## Problem to solve
Output nothing but the lines from the first line of the entries to the line with "### LINKED ISSUE", inclusive, exactly as they read.

## Dataset items

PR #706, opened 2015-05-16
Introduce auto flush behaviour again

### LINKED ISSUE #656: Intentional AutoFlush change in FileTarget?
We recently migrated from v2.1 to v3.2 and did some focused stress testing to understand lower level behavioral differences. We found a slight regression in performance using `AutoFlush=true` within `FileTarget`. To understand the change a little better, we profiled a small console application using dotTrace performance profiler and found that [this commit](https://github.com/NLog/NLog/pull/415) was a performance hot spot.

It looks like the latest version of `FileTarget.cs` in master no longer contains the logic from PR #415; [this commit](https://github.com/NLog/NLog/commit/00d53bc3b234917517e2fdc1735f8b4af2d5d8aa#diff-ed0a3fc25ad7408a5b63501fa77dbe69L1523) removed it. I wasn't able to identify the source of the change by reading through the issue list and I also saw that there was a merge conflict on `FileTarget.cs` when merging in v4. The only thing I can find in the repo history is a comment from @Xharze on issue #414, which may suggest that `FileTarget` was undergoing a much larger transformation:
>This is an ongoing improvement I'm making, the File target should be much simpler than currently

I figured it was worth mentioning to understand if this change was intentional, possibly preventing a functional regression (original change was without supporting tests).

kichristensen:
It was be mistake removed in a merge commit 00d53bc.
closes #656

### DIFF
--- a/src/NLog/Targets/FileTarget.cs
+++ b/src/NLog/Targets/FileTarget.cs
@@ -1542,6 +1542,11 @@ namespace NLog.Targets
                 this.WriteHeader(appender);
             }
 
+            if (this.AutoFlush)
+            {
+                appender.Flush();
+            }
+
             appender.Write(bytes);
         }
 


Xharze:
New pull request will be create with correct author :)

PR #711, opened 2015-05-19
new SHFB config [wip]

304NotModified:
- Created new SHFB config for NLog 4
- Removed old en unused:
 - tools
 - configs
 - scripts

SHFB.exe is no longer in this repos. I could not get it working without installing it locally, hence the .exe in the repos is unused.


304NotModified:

## The answer
PR #706, opened 2015-05-16
Introduce auto flush behaviour again

### LINKED ISSUE #656: Intentional AutoFlush change in FileTarget?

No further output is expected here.